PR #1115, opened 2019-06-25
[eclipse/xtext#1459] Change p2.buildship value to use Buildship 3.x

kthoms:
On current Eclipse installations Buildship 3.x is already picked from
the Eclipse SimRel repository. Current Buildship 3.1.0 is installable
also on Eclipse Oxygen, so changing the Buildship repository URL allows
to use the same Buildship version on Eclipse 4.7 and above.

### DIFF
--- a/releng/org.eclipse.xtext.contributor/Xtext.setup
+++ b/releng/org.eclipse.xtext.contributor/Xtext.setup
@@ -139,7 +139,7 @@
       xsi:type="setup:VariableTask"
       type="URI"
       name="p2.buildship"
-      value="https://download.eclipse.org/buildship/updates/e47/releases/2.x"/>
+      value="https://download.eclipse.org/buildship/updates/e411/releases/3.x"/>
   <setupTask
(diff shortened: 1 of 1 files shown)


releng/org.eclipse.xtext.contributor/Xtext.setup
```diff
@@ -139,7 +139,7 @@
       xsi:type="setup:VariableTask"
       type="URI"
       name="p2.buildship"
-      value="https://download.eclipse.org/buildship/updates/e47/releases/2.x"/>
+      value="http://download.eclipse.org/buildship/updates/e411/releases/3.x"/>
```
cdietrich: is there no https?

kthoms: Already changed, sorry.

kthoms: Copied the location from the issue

########################################

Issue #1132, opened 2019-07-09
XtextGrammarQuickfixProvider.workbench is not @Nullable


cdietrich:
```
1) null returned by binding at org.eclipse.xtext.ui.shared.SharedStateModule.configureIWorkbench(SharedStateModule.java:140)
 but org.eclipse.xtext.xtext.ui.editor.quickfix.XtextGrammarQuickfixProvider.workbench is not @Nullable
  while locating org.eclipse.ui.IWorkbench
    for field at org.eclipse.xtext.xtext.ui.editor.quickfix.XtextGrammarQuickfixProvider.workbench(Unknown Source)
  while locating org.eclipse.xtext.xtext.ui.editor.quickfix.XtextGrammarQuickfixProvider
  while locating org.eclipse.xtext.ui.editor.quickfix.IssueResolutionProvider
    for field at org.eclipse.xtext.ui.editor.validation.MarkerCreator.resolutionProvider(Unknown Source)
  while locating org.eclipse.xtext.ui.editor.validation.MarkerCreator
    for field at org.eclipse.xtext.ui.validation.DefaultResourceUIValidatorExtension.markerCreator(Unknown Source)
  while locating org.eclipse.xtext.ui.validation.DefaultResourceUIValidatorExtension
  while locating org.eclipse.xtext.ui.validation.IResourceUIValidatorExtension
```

########################################

*Exercise prompt*
Within the data above, the lines from the one with "PR #1115, opened 2019-06-25" to the one with "to use the same" must be repeated exactly; no other line belongs in the answer.

*Answer to the problem*
PR #1115, opened 2019-06-25
[eclipse/xtext#1459] Change p2.buildship value to use Buildship 3.x

kthoms:
On current Eclipse installations Buildship 3.x is already picked from
the Eclipse SimRel repository. Current Buildship 3.1.0 is installable
also on Eclipse Oxygen, so changing the Buildship repository URL allows
to use the same Buildship version on Eclipse 4.7 and above.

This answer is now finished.